ISSTA2024
PolyTracker: Whole-Input Dynamic Information Flow Tracing
Evan Sultanik, Marek Surovic, Henrik Brodin, Kelly Kaoudis, Facundo Tuesca, Carson Harmon, Lisa Overall, Joseph Sweeney, Bradford Larsen
2 citations
Abstract
We present PolyTracker, a whole-program, whole-input dynamic information flow tracing (DIFT) framework. Given an LLVM compatible codebase or a binary that has been lifted to LLVM intermediate representation (IR), PolyTracker compiles it, adding static instrumentation. The instrumented program will run normally with modest performance overhead, but will additionally output a runtime trace artifact in the co-designed TDAG (Tainted Directed Acyclic Graph) format. TDAGs can be post-processed for a variety of analyses, including tracing every input byte through program execution.

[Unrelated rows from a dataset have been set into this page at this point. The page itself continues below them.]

PR #1247, opened 2023-04-05
🌱  Enable concurrency in BMO controllers through cmdLine flags

kashifest:
This PR adds concurrency in controllers through command line flags

### DIFF
--- a/controllers/metal3.io/baremetalhost_controller.go
+++ b/controllers/metal3.io/baremetalhost_controller.go
@@ -19,10 +19,7 @@ import (
 	"context"
 	"encoding/json"
 	"fmt"
-	"os"
 	"reflect"
-	"runtime"
-	"strconv"
 	"strings"
 	"time"
 
@@ -1732,33 +1729,7 @@ func (r *BareMetalHostReconciler) updateEventHandler(e event.UpdateEvent) bool {
 }
 
 // SetupWithManager registers the reconciler to be run by the manager
-func (r *BareMetalHostReconciler) SetupWithManager(mgr ctrl.Manager, preprovImgEnable bool) error {
-
-	maxConcurrentReconciles := runtime.NumCPU()
-	if maxConcurrentReconciles > 8 {
-		maxConcurrentReconciles = 8
-	}
-	if maxConcurrentReconciles < 2 {
-		maxConcurrentReconciles = 2
-	}
-	if mcrEnv, ok := os.LookupEnv("BMO_CONCURRENCY"); ok {
-		mcr, err := strconv.Atoi(mcrEnv)
-		if err != nil {
-			return errors.Wrap(err, fmt.Sprintf("BMO_CONCURRENCY value: %s is invalid", mcrEnv))
-		}
-		if mcr > 0 {
-			ctrl.Log.Info(fmt.Sprintf("BMO_CONCURRENCY of %d is set via an environment variable", mcr))
-			maxConcurrentReconciles = mcr
-		} else {
-			ctrl.Log.Info(fmt.Sprintf("Invalid BMO_CONCURRENCY value. Operator Concurrency will be set to a default value of %d", maxConcurrentReconciles))
-		}
-	} else {
-		ctrl.Log.Info(fmt.Sprintf("Operator Concurrency will be set to a default value of %d", maxConcurrentReconciles))
-	}
-
-	opts := controller.Options{
-		MaxConcurrentReconciles: maxConcurrentReconciles,
-	}
+func (r *BareMetalHostReconciler) SetupWithManager(mgr ctrl.Manager, preprovImgEnable bool, maxConcurrentReconcile int) error {
 
 	controller := ctrl.NewControllerManagedBy(mgr).
 		For(&metal3api.BareMetalHost{}).
@@ -1766,7 +1737,7 @@ func (r *BareMetalHostReconciler) SetupWithManager(mgr ctrl.Manager, preprovImgE
 			predicate.Funcs{
 				UpdateFunc: r.updateEventHandler,
 			}).
-		WithOptions(opts).
+		WithOptions(controller.Options{MaxConcurrentReconciles: maxConcurrentReconcile}).
 		Owns(&corev1.Secret{}, builder.MatchEveryOwner)
 
 	if preprovImgEnable {
--- a/controllers/metal3.io/preprovisioningimage_controller.go
+++ b/controllers/metal3.io/preprovisioningimage_controller.go
@@ -31,6 +31,7 @@ import (
 	ctrl "sigs.k8s.io/controller-runtime"
 	"sigs.k8s.io/controller-runtime/pkg/builder"
 	"sigs.k8s.io/controller-runtime/pkg/client"
+	"sigs.k8s.io/controller-runtime/pkg/controller"
 
 	metal3 "github.com/metal3-io/baremetal-operator/apis/metal3.io/v1alpha1"
 	"github.com/metal3-io/baremetal-operator/pkg/imageprovider"
@@ -351,9 +352,10 @@ func (r *PreprovisioningImageReconciler) CanStart() bool {
 	return false
 }
 
-func (r *PreprovisioningImageReconciler) SetupWithManager(mgr ctrl.Manager) error {
+func (r *PreprovisioningImageReconciler) SetupWithManager(mgr ctrl.Manager, maxConcurrentReconcile int) error {
 	return ctrl.NewControllerManagedBy(mgr).
 		For(&metal3.PreprovisioningImage{}).
+		WithOptions(controller.Options{MaxConcurrentReconciles: maxConcurrentReconcile}).
 		Owns(&corev1.Secret{}, builder.MatchEveryOwner).
 		Complete(r)
 }
--- a/main.go
+++ b/main.go
@@ -21,8 +21,10 @@ import (
 	"fmt"
 	"os"
 	"runtime"
+	"strconv"
 	"strings"
 
+	"github.com/pkg/errors"
 	"go.uber.org/zap/zapcore"
 	k8sruntime "k8s.io/apimachinery/pkg/runtime"
 	clientgoscheme "k8s.io/client-go/kubernetes/scheme"
@@ -123,6 +125,7 @@ func main() {
 	var webhookPort int
 	var restConfigQPS float64
 	var restConfigBurst int
+	var controllerConcurrency int
 
 	// From CAPI point of view, BMO should be able to watch all namespaces
 	// in case of a deployment that is not multi-tenant. If the deployment
@@ -164,6 +167,8 @@ func main() {
 			"If omitted, the default Go cipher suites will be used. \n"+
 			"Preferred values: "+strings.Join(tlsCipherPreferredValues, ", ")+". \n"+
 			"Insecure values: "+strings.Join(tlsCipherInsecureValues, ", ")+".")
+	flag.IntVar(&controllerConcurrency, "controller-concurrency", 0,
+		"Number of CRs of each type to process simultaneously")
 	flag.Parse()
 
 	logOpts := zap.Options{}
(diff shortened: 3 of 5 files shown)


kashifest:
Opening  a new PR since while fixing https://github.com/metal3-io/baremetal-operator/pull/1235 the branch got corrupted while fixing rebasing.

kashifest:
Comments on previous PR
https://github.com/metal3-io/baremetal-operator/pull/1235#issuecomment-1471122373
https://github.com/metal3-io/baremetal-operator/pull/1235#issuecomment-1471410139
https://github.com/metal3-io/baremetal-operator/pull/1235#issuecomment-1475487599

kashifest:
I'll put @zaneb's latest comment here in writing as well to keep the conversation going: 

"I'm not opposed to changing the numbers, but I'd expect the new ones to be at least as "properly explained" as the previous ones were in https://github.com/metal3-io/baremetal-operator/issues/905.

Scaling by the number of vcpus so that we don't use proportionally more resources on small boxes made sense to me, but maybe there's a reason that's mistaken? (Certainly this was somewhat informed by tuning a lot of Python deployments, where the GIL makes it impossible to effectively utilise more threads than there are vcpus.)

I also don't really care whether it is configured by an env var or CLI arg. If there's a standard way to do the latter, that would be ideal. However, I don't see any reason to break existing deployers who may be relying on the env var. (Also, having different concurrency values for each controller seem pointless to me, and can't ever be standardised.)"

kashifest:
@zaneb thanks for your review. IMO these numbers highly depend on the infrastructure the deployment would be running as well as resource consumption. Anyways, I dont want to do any simulation at this point since my goal is to only standardize this configuration through command line flags.  I can still keep the number to 8 as you have done a simulation to support it. I think configuring it through controller flags is more standard but since you think this would break existing deploys, I have kept it as it is but added a check if the value is provided in the command line flag or not. PTAL again if it looks ok to you.

kashifest:
Any thoughts on this @zaneb @honza ?

main.go
```diff
@@ -116,6 +121,14 @@ func main() {
...
 	flag.IntVar(&webhookPort, "webhook-port", 9443,
 		"Webhook Server port (set to 0 to disable)")
+	flag.IntVar(&baremetalhostConcurrency, "baremetalhost-concurrency", 10,
+		"Number of baremetalhosts to process simultaneously")
+	flag.IntVar(&preprovisioningimageConcurrency, "preprovisioningimage-concurrency", 10,
+		"Number of preprovisioningimages to process simultaneously")
+	flag.IntVar(&hostfirmwaresettingsConcurrency, "hostfirmwaresettings-concurrency", 10,
+		"Number of hostfirmwaresettings to process simultaneously")
+	flag.IntVar(&bmceventsubscriptionConcurrency, "bmceventsubscription-concurrency", 10,
+		"Number of bmceventsubscriptions to process simultaneously")
```
zaneb, line 131: Why would anybody want to control these independently?

controllers/metal3.io/baremetalhost_controller.go
```diff
@@ -1707,30 +1707,35 @@ func (r *BareMetalHostReconciler) updateEventHandler(e event.UpdateEvent) bool {
 }
 
 // SetupWithManager registers the reconciler to be run by the manager
-func (r *BareMetalHostReconciler) SetupWithManager(mgr ctrl.Manager, preprovImgEnable bool) error {
+func (r *BareMetalHostReconciler) SetupWithManager(mgr ctrl.Manager, preprovImgEnable bool, options controller.Options) error {
```
zaneb, line 1710: It's weird that an Options structure is passed in, but all of the options except MaxConcurrentReconciles are ignored.

controllers/metal3.io/baremetalhost_controller.go
```diff
@@ -1707,30 +1707,35 @@ func (r *BareMetalHostReconciler) updateEventHandler(e event.UpdateEvent) bool {
...
+			maxConcurrentReconciles = 8
+		}
+		if maxConcurrentReconciles < 2 {
+			maxConcurrentReconciles = 2
 		}
-		if mcr > 0 {
-			ctrl.Log.Info(fmt.Sprintf("BMO_CONCURRENCY of %d is set via an environment variable", mcr))
-			maxConcurrentReconciles = mcr
+		if mcrEnv, ok := os.LookupEnv("BMO_CONCURRENCY"); ok {
+			mcr, err := strconv.Atoi(mcrEnv)
```
zaneb, line 1725: Why not move all of this out into a common function, so that each controller can use the same logic?

main.go
kashifest: Just adding a flag, not imposing that anybody should be controlling this independently.

controllers/metal3.io/baremetalhost_controller.go
kashifest: Good point, fixed.

controllers/metal3.io/baremetalhost_controller.go
kashifest: Fixed

kashifest:
/test-ubuntu-integration-main
@zaneb @honza can I have some review on this before it needs rebase again?

controllers/metal3.io/baremetalhost_controller.go
```diff
@@ -1707,8 +1707,37 @@ func (r *BareMetalHostReconciler) updateEventHandler(e event.UpdateEvent) bool {
...
+	if options.MaxConcurrentReconciles > 0 {
+		ctrl.Log.Info(fmt.Sprintf("Controller Concurrency will be set to %d according to command line flag", options.MaxConcurrentReconciles))
+	} else {
+		mCR, err := getMaxConcurrentReconciles()
+		if err != nil {
+			return err
+		}
+		maxConcurrentReconciles = mCR
+	}
+	options.MaxConcurrentReconciles = maxConcurrentReconciles
```
zaneb, line 1722: This always sets it to 0 AFAICT.

Could we have single implementation instead of having to fix this in 5 different places? Like move everything inside getMaxConcurrentReconciles maybe.

controllers/metal3.io/baremetalhost_controller.go
```diff
@@ -1707,8 +1707,37 @@ func (r *BareMetalHostReconciler) updateEventHandler(e event.UpdateEvent) bool {
...
 
 // SetupWithManager registers the reconciler to be run by the manager
-func (r *BareMetalHostReconciler) SetupWithManager(mgr ctrl.Manager, preprovImgEnable bool) error {
+func (r *BareMetalHostReconciler) SetupWithManager(mgr ctrl.Manager, preprovImgEnable bool, options controller.Options) error {
 
+	maxConcurrentReconciles := 0
+	if options.MaxConcurrentReconciles > 0 {
+		ctrl.Log.Info(fmt.Sprintf("Controller Concurrency will be set to %d according to command line flag", options.MaxConcurrentReconciles))
+	} else {
+		mCR, err := getMaxConcurrentReconciles()
```
zaneb, line 1716: This is ~never called since the default value is 10, so we're not preserving the previous behaviour.

kashifest: Default is set to 0 now.

controllers/metal3.io/baremetalhost_controller.go
kashifest: not sure if I got your point

zaneb: Say the user uses the CLI flag to set `options.MaxConcurrentReconciles` to, say, 15. Then:

```
	maxConcurrentReconciles := 0
```
This will be important later.
```
	if options.MaxConcurrentReconciles > 0 {
		ctrl.Log.Info(fmt.Sprintf("Controller Concurrency will be set to %d according to command line flag", options.MaxConcurrentReconciles))
```
Prints a log message saying we will use 15.
```
	} else {
		mCR, err := getMaxConcurrentReconciles()
		if err != nil {
			return err
		}
		maxConcurrentReconciles = mCR
	}
```
The road not taken.
```
	options.MaxConcurrentReconciles = maxConcurrentReconciles
```
Unconditionally sets `options.MaxConcurrentReconciles` to 0 regardless of the value passed in, then passes the options struct to the manager.

kashifest: ow snap, yes I had the assignment line which I misplaced during refactoring, good catch , fixed now.

kashifest:
@zaneb lets decide the fate of this PR, I have rebased it multiple times now.

controllers/metal3.io/preprovisioningimage_controller.go
```diff
@@ -351,9 +353,22 @@ func (r *PreprovisioningImageReconciler) CanStart() bool {
...
+	if options.MaxConcurrentReconciles > 0 {
+		ctrl.Log.Info(fmt.Sprintf("Controller Concurrency will be set to %d according to command line flag", options.MaxConcurrentReconciles))
+	} else {
+		mCR, err := getMaxConcurrentReconciles()
+		if err != nil {
+			return err
+		}
+		maxConcurrentReconciles = mCR
+	}
+	options.MaxConcurrentReconciles = maxConcurrentReconciles
```
dtantsur, line 367: I think you need to place this line instead of line 365. Otherwise you're setting options.MaxConcurrentReconciles to 0 if options.MaxConcurrentReconciles > 0.

controllers/metal3.io/preprovisioningimage_controller.go
```diff
@@ -351,9 +353,22 @@ func (r *PreprovisioningImageReconciler) CanStart() bool {
 	return false
 }
 
-func (r *PreprovisioningImageReconciler) SetupWithManager(mgr ctrl.Manager) error {
+func (r *PreprovisioningImageReconciler) SetupWithManager(mgr ctrl.Manager, options controller.Options) error {
```
dtantsur, line 356: Since the only supported option is concurrency, you could just accept it as an integer.

controllers/metal3.io/preprovisioningimage_controller.go
dtantsur, line 367:
```suggestion
		options.MaxConcurrentReconciles = maxConcurrentReconciles
	}
```

controllers/metal3.io/baremetalhost_controller.go
zaneb: It's fixed here (albeit in a slightly convoluted way), but not in the other 3 copies.
This is why I suggested moving this to a single implementation.

main.go
zaneb: We _are_ imposing that they have to be controlled independently because there is no option to allow them all to be set together (other than the existing env var).
If there's no reason to control them independently (and I can't think of one) then we're just making it needlessly hard for the user (and ourselves) and moving even further away from any kind of standard way to do this in kubebuilder-generated controllers.

kashifest: I will remove this since its not what we want and keep one flag for BMH controller only but IMO, controlling the concurrency of different controllers with the flag value of one controller, isn't standard way either.

kashifest:
@dtantsur @zaneb PTAL again

kashifest:
Still waiting for the reviews @zaneb @dtantsur

kashifest:
ping @zaneb @dtantsur

main.go
```diff
@@ -164,6 +167,8 @@ func main() {
 			"If omitted, the default Go cipher suites will be used. \n"+
 			"Preferred values: "+strings.Join(tlsCipherPreferredValues, ", ")+". \n"+
 			"Insecure values: "+strings.Join(tlsCipherInsecureValues, ", ")+".")
+	flag.IntVar(&bmoConcurrency, "bmo-concurrency", 0,
```
zaneb, line 170: Since this is used for everything now, perhaps we could rename it to just `concurrency` (or `controller-concurrency`?) and say it is the "Number of CRs of each type to process simultaneously".

zaneb (commented):
Happy with this. Thanks Kashif!
/approve

main.go
kashifest: done

lentzi90 (commented):
/lgtm

PR #1175, opened 2022-10-19
🌱 Refine ironic provisioner log data format

sailorvii:
Refine the log data format from "1666158340.7038972" to "2022-10-19T05:45:40.674Z"

The original format is badly readable.

**What this PR does / why we need it**:

**Which issue(s) this PR fixes** *(optional, in `fixes #<issue number>(, fixes #<issue_number>, ...)` format, will close the issue(s) when PR gets merged)*:
Fixes #

PR #1249, opened 2023-04-12
Use same settings for provisioner and controller logs 

zaneb:
Previously the ironic provisioner log was created in a separate module,
and didn't have access to the CLI arguments. Originally the provisioner
was always in structured mode even when the -dev flag was passed to put
it into development mode, and then after #1175 vice-versa.

Create the provisioning logger in main.go using the same settings as the
controller logger, and pass it in to the provisioner factory. Only change the
timestamp formatting in development log mode.


lentzi90 (commented):
/lgtm

PR #12, opened 2024-10-08
Upstream TS baseurl, outdir, declarationdir to base tsconfig

jmuzina:
Upstreams several ts config compiler options from the base storybook tsconfig to the base tsconfig

## QA
1. `bun install`
2. `cd packages/ds`
3. `bun run storybook`
4. See that storybook builds and runs successfully


jmuzina:
Closing as not needed, when you do this the types and tsc are emitted relative to the base config, not to the consuming package

PR #17, opened 2024-10-09
wip: Bun / TSC build structure & comparison

jmuzina:
Note: includes changes from #16 , review and merge that PR first.

Builds the `ds` package with both `tsc` & `bun build`, roughly following the structure shown [here](https://coda.io/d/_d5tlz-HCRxz#Notes-P1_tuGTgmNo/r60&view=center).

Adjusts module structure so that UI components can be imported in two ways, depending on user preference:

```ts
// Default import from a component implementation
import Button from "ui/button" ;
// Named import from the UI index
import { Button } from "ui";
```

Task list:

- [x] Build `ds` with `bun build`, with special attention paid to resolving non-TS assets & generating Typescript types
- [ ] Build `ds` with `tsc`, with special attention paid to resolving non-TS assets


jmuzina:
CI fails due to Typescript & Biome disagreeing on whether React imports should use `import type React` or `import React`. Biome by default prefers `import type React`, while Typescript prefers `import React`.

I am making a change to the biome configuration's `jsxRuntime` field to fix this. This follows guidance from Biome [here](https://biomejs.dev/reference/configuration/#javascriptjsxruntime). The `useImportType` rule [reads](https://biomejs.dev/linter/rules/use-import-type/#options) `jsxRuntime` to decide whether to flag these cases. 

We should use `"jsxRuntime": "reactClassic"` if we use `"jsx": "react"`, as indicated by the above documentation.

jmuzina:
>     * document the local override of `"allowSyntheticDefaultImports": true` in ds/tsconfig.json

@advl I was able to  remove this override without causing any errors - I think that was a holdover from our debugging stages. 

>     * let's try to use the modern `react-jsx` and make it work with biome ?

I was able to safely switch this over to modern `react-jsx` and undo the JSX runtime override - no obvious errors. I think it can go in this PR given how simple of a change it was.

Let me know if there's something I've missed that needs to be investigated as part of a separate PR.

PR #19, opened 2024-10-11
wip: Vite boilerplate

jmuzina:
Creates a boilerplate with Vite that can be used to generating React applications using our design system.


jmuzina:
Here's a "boilerplate of the boilerplate", so to speak :smile: 

Generated with `bun create vite` and adding in dependencies to our shared configs.

When setting this up and running checks on it, I wrestled with some `tsc` errors. Dependencies on React 19 types from `@types/react` and `@types/react-dom` that were introduced by this boilerplate bled into other packages. I fixed this by adding the `DOM` lib to the `ts_example` package.

jmuzina:
Next up: finish & test this boilerplate

Later: update this boilerplate to use our code generator, once that is implemented

jmuzina:
running into some issues with vite HMR - page is not reloading when I make a change, and I need to run build before running preview. trying to sort that out now

jmuzina:
@advl I'm getting an interesting error on `install` (which runs `build` via `prepare`) now.

```
 error during build:
      [commonjs--resolver] Failed to resolve entry for package "@canonical/ds". The package may have incorrect main/module/exports specified in its package.json.
          at packageEntryFailure (file:///Users/jmuzina/source/repos/vanilla-monorepo/node_modules/vite/dist/node/chunks/dep-Cyk9bIUq.js:46626:15)
```

the boilerplate uses `@canonical/ds` as a dependency and imports a button from it. 

Interestingly, the error doesn't happen if i run `bun install` a second time.

So, steps for recreation:

1. Clear build artifacts: `rm -rf node_modules packages/ds/dist apps/boilerplate-react-vite/dist`
2. Install: `bun install --frozen-lockfile`
3. Observe error
4. Run install again
5. Observe no error

Have you ever run into something like this before when working with a monorepo?

jmuzina:
@advl 

I have fixed the build error: it was a race condition due to using `--parallel` in the lerna build command. I took oiut `--parallel` for the build script, so now lerna uses `package.json` dependencies to determine build order. 

Regarding react types: these have been added as peer dependencies so that the CI passes. Otherwise, `tsc` fails (as seen [here](https://github.com/canonical/vanilla-monorepo/actions/runs/11408699344/job/31747444319?pr=19)).

I found information on the React 19 guide that seems to suggest installation of the types is still necessary; see [here](https://react.dev/blog/2024/04/25/react-19-upgrade-guide#installing)

CI is now passing and there is an executable node script for initializing a boilerplate, so I'm happy with this. I'll write some QA instructions shortly and move this to ready for review.

apps/boilerplate-react-vite/vite.config.ts
```diff
@@ -0,0 +1,11 @@
+import { defineConfig } from 'vite'
+import react from '@vitejs/plugin-react'
+
+// https://vitejs.dev/config/
+export default defineConfig({
+  plugins: [
+    react({
+      include: "src/**/*.tsx",
+    })
```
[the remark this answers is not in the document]
jmuzina: `react()` works, tweaked to use that instead

apps/boilerplate-react-vite/tsconfig.app.json
```diff
@@ -0,0 +1,13 @@
+{
+  "extends": "@canonical/typescript-config-react",
+  "compilerOptions": {
+    "composite": true,
+    "baseUrl": "src",
+    "rootDir": "src",
+    "outDir": "dist/esm",
+    "declaration": true,
+    "declarationDir": "dist/types"
```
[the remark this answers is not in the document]
jmuzina: Good point, tweaked accordingly (removed these compilation options)

jmuzina:
@advl Setup script has been removed

jmuzina:
need to fix some dependency resolution errors that cropped up since merging the CD, will do in the morning tomorrow

configs/typescript-react/package.json
```diff
@@ -27,9 +27,13 @@
...
 	},
 	"peerDependencies": {
+		"react": "^18.3.1 || ^19.0.0",
+		"react-dom": "^18.3.1 || ^19.0.0",
 		"typescript": "^5.6.2"
 	},
 	"dependencies": {
-		"@canonical/typescript-config-base": "^0.1.1-experimental.0"
+		"@types/react": "^18.3.12 || npm:types-react-dom@rc",
+		"@types/react-dom": "^18.3.1 || npm:types-react-dom@rc",
```
jmuzina, line 36: These were added explicitly.

Previously, they were being indirectly installed by one of our dependencies.

If these dependencies are not present, errors like this occur:

```
      src/ui/Page/Page.tsx(1,19): error TS7016: Could not find a declaration file for module 'react'. '/Users/jmuzina/source/work/canonical/repos/ds25/node_modules/react/index.js' implicitly has an 'any' type.
        Try `npm i --save-dev @types/react` if it exists or add a new declaration (.d.ts) file containing `declare module 'react';`
        Try `npm i --save-dev @types/react` if it exists or add a new declaration (.d.ts) file containing `declare module 'react/jsx-runtime';`
      src/ui/Page/Page.tsx(81,15): error TS7026: JSX element implicitly has type 'any' because no interface 'JSX.IntrinsicElements' exists.
```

TDAGs can be generated either by running the program over a corpus of inputs or by employing a randomized input generator such as a fuzzer. PolyTracker traces (TDAGs) are useful not only for very localized, targeted dynamic program analysis as with smaller-scale DIFT: TDAGs are primarily intended for whole-program runtime exploration and bug finding, granular information-flow diffing between program runs, and comparisons of implementations of the same input specification without any need to emulate and instrument the entire running environment. For user-friendliness and reproducibility, the software repository provides a number of examples of PolyTracker-instrumented builds of popular open-source software projects. We also provide an analysis library and REPL written in Python that are designed to assist users with operating over TDAGs.